EXERCISE BRIEF: What number of lines in the entries below include the string "allows"? Respond with that number alone.

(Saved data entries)
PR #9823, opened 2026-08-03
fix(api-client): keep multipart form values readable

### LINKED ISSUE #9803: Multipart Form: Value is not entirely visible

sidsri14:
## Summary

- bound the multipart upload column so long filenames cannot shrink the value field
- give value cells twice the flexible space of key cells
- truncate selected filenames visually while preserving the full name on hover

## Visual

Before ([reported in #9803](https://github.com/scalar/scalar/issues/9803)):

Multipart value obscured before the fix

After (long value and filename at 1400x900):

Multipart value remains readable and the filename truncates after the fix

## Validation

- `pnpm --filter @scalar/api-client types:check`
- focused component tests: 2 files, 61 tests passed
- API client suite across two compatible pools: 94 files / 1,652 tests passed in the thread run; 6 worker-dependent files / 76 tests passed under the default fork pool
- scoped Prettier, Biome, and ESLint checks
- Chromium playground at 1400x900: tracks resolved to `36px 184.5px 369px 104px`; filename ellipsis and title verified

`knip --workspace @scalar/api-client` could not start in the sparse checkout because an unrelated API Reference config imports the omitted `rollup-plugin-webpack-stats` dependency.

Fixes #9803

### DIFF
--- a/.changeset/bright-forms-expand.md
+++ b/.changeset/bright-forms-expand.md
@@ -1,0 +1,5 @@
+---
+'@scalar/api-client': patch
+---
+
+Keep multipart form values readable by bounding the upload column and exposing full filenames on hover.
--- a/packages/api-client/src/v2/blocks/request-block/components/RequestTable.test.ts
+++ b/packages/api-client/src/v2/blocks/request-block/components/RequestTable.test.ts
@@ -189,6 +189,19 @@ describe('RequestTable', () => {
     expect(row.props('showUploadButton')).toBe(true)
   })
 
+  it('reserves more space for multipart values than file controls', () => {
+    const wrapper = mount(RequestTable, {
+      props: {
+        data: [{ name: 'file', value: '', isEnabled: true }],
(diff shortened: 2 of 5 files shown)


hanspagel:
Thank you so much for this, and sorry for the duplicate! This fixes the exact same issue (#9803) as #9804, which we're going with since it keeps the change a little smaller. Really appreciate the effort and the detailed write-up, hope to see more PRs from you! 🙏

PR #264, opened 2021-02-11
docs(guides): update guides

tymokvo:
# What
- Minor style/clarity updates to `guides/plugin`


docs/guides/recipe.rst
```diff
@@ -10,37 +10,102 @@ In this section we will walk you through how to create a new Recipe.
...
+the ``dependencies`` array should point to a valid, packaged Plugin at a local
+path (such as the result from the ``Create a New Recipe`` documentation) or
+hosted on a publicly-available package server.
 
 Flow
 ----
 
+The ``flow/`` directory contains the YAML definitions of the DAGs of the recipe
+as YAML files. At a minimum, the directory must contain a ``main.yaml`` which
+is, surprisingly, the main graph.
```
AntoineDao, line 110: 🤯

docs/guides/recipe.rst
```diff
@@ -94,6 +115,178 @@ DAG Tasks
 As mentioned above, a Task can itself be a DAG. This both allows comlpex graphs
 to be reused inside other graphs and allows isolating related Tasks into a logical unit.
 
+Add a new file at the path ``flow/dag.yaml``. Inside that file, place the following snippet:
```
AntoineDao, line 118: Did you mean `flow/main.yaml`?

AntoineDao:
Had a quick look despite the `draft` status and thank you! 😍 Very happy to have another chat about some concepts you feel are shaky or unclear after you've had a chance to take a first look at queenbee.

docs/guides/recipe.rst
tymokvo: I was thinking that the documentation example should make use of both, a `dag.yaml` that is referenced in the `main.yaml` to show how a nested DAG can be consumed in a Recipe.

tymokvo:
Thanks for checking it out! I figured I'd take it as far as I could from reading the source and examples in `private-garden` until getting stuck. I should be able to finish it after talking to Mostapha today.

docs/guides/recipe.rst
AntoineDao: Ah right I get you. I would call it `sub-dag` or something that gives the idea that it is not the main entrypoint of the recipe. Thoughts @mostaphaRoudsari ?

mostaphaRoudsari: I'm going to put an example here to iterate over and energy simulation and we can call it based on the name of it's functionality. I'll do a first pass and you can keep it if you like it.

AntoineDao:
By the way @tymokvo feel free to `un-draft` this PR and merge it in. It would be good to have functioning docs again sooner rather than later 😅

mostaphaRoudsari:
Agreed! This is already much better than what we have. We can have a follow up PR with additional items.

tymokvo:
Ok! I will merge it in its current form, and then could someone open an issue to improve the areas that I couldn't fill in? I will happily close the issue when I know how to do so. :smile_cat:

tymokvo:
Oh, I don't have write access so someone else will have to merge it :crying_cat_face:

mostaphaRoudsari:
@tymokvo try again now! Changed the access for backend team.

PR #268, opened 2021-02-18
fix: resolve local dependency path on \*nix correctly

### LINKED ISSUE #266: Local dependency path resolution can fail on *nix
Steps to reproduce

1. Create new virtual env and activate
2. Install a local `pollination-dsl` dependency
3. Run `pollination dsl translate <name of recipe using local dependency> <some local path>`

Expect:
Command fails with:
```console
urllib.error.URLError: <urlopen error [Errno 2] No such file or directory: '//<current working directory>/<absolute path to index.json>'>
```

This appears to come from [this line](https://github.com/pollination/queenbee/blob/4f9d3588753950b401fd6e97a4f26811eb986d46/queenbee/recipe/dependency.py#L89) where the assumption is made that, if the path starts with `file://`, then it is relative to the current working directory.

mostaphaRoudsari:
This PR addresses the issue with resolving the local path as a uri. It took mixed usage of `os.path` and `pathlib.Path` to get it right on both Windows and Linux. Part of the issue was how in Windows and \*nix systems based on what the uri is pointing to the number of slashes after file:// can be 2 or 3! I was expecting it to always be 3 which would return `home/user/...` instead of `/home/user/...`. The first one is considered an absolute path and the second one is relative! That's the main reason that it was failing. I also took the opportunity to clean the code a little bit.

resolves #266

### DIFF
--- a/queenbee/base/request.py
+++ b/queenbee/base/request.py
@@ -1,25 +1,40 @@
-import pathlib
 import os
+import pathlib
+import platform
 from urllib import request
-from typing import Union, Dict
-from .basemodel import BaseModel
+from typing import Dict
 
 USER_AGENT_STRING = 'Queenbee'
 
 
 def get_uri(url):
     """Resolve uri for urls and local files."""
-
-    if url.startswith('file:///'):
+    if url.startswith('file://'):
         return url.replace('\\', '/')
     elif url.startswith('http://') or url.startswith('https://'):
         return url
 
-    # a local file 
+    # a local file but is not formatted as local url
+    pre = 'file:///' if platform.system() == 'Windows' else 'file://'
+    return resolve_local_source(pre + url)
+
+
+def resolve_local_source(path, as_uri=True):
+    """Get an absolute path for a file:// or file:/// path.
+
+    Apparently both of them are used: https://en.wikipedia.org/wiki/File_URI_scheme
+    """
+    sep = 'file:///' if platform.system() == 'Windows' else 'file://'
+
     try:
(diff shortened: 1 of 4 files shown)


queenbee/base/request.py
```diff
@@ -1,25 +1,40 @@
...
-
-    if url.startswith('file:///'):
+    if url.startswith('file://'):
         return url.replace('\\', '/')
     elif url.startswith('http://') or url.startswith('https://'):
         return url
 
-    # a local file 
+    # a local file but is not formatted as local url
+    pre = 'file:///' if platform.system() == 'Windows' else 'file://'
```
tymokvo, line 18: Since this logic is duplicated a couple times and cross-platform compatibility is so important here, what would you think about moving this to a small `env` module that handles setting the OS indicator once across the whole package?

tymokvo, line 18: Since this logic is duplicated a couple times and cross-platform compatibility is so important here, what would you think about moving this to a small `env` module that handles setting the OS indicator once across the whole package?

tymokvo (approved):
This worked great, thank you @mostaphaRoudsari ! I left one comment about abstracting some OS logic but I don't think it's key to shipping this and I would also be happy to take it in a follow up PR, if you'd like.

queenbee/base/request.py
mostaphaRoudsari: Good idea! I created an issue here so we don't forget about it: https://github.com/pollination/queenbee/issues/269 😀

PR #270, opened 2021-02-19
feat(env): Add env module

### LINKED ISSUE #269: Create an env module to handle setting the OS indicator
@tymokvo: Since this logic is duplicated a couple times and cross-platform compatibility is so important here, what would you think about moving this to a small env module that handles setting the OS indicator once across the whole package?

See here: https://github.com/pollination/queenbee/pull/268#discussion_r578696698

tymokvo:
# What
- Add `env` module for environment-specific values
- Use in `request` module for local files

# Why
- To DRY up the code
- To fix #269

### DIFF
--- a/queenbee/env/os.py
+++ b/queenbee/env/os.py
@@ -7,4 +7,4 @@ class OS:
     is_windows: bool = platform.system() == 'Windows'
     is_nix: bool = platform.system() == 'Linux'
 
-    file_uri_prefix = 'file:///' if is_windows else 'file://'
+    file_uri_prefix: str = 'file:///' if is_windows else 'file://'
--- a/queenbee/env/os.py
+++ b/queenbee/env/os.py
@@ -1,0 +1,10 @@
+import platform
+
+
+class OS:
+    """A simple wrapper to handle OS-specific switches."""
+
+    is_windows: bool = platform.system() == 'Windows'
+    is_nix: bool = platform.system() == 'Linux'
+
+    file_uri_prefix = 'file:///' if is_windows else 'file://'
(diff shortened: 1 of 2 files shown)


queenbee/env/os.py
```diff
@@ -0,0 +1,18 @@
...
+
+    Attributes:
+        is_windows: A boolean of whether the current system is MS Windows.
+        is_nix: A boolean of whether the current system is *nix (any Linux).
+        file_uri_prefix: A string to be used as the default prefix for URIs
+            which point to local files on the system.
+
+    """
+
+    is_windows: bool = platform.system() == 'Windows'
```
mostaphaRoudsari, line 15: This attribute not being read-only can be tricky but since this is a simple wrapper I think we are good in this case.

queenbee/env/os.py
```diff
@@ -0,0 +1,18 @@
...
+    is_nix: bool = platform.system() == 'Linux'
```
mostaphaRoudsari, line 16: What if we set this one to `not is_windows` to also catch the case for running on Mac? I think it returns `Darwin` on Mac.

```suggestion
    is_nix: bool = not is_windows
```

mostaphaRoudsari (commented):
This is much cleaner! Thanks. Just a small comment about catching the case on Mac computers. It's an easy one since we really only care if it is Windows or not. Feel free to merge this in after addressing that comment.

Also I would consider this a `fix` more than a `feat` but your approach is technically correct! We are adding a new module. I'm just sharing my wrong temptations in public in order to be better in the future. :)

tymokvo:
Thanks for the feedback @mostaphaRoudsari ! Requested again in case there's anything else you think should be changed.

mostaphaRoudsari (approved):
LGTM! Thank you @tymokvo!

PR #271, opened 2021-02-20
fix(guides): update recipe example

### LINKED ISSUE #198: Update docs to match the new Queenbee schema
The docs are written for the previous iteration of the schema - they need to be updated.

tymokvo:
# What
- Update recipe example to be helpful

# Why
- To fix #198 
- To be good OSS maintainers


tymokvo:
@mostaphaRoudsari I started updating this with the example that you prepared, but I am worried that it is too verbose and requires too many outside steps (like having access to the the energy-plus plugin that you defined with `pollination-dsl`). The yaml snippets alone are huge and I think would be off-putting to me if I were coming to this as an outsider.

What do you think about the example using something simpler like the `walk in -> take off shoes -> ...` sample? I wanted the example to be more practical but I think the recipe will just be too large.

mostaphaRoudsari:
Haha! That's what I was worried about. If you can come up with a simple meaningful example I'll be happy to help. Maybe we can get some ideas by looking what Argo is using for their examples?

ANSWER BELOW: 2